## ASSIGNMENT
Retype exactly the lines that run from the line with "TrekSoft: In attempting" to the final line of the entries, keeping both ends and nothing else.

[Stored data]

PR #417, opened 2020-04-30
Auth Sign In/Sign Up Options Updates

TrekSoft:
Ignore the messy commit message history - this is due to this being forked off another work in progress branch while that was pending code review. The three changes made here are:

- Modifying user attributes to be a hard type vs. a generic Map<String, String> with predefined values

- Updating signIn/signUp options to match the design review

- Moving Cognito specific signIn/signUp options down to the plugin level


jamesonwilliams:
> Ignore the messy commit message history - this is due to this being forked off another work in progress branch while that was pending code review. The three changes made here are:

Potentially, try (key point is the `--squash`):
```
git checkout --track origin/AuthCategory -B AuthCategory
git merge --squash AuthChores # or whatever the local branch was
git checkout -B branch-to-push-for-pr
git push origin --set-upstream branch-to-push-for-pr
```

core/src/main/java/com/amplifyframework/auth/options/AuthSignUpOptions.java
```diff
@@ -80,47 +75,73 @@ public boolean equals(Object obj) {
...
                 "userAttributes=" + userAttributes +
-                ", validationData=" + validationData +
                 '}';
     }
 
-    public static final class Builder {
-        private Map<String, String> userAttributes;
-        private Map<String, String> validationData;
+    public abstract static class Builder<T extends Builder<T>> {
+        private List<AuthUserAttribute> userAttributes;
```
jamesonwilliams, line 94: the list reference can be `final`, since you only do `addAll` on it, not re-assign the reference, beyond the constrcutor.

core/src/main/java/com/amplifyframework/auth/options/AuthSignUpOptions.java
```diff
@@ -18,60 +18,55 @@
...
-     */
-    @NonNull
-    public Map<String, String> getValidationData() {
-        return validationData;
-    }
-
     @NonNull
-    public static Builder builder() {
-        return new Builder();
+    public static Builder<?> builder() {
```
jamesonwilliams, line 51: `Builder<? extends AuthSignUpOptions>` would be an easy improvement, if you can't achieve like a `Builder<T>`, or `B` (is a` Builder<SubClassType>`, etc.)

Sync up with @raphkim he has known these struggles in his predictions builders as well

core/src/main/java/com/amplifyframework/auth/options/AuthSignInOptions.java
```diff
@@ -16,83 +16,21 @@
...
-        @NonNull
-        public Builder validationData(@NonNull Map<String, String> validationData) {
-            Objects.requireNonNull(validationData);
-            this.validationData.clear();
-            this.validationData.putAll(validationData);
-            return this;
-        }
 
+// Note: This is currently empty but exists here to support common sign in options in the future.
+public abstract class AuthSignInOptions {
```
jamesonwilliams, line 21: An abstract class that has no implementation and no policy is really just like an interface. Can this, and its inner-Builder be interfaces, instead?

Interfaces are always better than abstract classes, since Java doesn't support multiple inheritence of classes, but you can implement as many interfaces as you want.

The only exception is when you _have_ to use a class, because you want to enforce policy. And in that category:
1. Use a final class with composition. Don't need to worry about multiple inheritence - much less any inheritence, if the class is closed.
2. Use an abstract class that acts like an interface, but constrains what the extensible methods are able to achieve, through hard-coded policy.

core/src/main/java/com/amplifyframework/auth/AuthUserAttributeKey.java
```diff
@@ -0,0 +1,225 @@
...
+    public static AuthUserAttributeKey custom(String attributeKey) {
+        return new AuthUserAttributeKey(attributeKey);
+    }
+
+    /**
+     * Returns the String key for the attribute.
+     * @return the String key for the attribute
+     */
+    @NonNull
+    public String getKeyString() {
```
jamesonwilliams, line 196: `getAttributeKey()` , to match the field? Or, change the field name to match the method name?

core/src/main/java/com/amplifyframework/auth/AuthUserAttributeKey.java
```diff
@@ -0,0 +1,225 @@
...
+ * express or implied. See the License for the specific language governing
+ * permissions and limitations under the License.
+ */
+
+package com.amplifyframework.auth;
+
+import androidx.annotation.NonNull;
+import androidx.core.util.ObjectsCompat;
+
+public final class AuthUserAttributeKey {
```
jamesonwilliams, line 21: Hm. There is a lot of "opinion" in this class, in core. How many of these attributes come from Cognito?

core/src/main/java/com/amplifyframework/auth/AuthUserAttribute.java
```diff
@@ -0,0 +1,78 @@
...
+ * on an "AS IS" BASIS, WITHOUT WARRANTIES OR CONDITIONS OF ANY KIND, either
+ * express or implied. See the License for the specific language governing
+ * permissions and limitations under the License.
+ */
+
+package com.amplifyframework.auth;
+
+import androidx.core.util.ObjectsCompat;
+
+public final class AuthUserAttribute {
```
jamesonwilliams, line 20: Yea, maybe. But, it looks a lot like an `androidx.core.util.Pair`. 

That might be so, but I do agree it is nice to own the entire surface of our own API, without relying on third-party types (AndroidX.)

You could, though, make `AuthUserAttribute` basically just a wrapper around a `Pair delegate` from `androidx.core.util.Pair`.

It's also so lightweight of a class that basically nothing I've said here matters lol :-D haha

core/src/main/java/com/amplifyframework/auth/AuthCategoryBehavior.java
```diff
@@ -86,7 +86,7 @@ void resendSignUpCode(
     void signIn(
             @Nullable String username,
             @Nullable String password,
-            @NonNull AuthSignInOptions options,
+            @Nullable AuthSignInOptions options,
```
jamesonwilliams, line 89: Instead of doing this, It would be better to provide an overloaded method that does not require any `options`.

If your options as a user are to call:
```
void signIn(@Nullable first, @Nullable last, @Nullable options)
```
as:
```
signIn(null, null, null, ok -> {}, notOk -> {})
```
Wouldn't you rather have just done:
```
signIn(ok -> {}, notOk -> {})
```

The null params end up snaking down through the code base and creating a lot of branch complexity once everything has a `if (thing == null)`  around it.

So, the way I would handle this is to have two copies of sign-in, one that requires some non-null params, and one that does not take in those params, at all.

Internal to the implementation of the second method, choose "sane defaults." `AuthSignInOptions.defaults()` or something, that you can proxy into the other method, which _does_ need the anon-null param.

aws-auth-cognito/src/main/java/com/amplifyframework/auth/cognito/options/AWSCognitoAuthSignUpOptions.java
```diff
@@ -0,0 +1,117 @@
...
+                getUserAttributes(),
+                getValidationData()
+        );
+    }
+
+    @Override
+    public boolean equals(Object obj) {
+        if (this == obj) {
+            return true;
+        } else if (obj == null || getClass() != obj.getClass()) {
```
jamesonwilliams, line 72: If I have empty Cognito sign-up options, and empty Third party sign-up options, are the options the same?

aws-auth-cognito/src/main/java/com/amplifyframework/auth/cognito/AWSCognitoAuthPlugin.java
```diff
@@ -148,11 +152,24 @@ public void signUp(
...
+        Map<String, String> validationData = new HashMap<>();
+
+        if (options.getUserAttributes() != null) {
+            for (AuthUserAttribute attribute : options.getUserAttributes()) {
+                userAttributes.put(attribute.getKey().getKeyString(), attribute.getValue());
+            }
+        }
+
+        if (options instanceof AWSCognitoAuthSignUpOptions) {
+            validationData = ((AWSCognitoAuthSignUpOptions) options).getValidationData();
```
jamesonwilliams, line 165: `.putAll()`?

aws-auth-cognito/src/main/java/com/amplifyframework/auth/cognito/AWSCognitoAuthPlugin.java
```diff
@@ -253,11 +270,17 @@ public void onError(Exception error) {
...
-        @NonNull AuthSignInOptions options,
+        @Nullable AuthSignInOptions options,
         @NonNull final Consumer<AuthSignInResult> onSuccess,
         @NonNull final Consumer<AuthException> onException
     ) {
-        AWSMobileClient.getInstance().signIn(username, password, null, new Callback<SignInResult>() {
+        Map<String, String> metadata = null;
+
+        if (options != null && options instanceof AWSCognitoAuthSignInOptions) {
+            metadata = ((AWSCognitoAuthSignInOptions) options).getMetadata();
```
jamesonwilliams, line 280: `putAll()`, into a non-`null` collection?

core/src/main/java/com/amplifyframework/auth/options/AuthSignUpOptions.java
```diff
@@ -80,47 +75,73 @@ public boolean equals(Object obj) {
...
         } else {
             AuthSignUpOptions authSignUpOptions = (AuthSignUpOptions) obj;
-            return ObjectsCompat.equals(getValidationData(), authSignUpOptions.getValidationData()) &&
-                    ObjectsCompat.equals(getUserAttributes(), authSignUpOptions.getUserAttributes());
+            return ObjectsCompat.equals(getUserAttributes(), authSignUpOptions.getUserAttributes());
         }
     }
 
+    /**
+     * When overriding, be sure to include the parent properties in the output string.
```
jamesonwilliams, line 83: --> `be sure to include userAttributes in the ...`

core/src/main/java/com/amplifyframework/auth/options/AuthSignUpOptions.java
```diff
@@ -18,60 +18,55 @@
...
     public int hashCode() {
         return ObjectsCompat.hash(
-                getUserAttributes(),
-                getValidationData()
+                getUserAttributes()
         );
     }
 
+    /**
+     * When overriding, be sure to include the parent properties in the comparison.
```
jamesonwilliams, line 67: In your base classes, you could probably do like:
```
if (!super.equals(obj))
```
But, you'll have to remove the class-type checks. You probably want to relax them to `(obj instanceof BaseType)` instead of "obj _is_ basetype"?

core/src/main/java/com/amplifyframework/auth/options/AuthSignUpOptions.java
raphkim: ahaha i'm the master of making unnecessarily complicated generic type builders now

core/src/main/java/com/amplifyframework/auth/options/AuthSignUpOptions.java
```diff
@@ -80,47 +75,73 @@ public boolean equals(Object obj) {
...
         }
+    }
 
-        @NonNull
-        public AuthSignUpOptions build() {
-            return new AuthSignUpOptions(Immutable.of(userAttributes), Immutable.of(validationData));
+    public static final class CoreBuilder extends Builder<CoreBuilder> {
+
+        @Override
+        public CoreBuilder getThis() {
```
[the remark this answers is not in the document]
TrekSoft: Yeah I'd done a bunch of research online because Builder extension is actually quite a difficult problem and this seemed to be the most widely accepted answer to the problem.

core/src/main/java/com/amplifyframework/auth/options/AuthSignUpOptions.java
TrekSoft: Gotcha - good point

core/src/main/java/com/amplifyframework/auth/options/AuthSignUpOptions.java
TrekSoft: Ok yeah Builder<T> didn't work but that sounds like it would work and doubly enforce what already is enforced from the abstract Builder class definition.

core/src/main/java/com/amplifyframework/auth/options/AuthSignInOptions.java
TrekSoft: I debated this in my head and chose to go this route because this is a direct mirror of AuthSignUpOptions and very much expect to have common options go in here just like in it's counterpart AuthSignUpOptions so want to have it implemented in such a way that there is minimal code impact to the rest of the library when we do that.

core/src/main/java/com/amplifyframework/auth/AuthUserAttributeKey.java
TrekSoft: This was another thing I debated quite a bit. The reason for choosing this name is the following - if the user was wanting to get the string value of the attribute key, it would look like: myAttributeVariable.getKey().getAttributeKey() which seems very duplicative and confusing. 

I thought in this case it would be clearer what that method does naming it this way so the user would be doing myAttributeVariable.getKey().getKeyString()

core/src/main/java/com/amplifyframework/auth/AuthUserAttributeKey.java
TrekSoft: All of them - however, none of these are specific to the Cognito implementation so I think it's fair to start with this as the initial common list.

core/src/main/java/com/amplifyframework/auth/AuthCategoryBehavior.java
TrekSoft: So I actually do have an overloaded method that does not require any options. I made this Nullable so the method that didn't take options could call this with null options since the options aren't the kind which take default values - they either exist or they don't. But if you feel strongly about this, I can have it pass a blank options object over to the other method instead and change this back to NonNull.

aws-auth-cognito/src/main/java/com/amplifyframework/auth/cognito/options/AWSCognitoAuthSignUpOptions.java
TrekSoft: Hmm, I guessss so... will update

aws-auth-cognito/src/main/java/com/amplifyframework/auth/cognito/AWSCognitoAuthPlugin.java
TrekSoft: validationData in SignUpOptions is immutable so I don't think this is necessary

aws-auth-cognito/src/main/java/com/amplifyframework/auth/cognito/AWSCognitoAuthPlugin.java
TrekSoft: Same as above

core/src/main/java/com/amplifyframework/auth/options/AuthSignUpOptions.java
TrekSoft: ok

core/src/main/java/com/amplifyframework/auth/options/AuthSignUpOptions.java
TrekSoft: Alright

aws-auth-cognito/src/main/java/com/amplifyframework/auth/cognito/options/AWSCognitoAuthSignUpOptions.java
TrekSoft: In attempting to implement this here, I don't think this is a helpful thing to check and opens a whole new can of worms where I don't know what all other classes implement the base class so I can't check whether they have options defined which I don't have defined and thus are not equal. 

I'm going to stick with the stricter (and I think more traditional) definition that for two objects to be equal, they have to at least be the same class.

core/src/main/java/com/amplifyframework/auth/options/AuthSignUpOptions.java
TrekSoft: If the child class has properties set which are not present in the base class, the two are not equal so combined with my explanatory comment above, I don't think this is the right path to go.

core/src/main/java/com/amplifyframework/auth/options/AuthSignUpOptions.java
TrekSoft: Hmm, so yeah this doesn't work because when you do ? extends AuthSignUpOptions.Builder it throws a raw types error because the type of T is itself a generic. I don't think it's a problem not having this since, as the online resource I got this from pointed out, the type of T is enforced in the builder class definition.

## SOLUTION TO THE PROBLEM
TrekSoft: In attempting to implement this here, I don't think this is a helpful thing to check and opens a whole new can of worms where I don't know what all other classes implement the base class so I can't check whether they have options defined which I don't have defined and thus are not equal. 

I'm going to stick with the stricter (and I think more traditional) definition that for two objects to be equal, they have to at least be the same class.

core/src/main/java/com/amplifyframework/auth/options/AuthSignUpOptions.java
TrekSoft: If the child class has properties set which are not present in the base class, the two are not equal so combined with my explanatory comment above, I don't think this is the right path to go.

core/src/main/java/com/amplifyframework/auth/options/AuthSignUpOptions.java
TrekSoft: Hmm, so yeah this doesn't work because when you do ? extends AuthSignUpOptions.Builder it throws a raw types error because the type of T is itself a generic. I don't think it's a problem not having this since, as the online resource I got this from pointed out, the type of T is enforced in the builder class definition.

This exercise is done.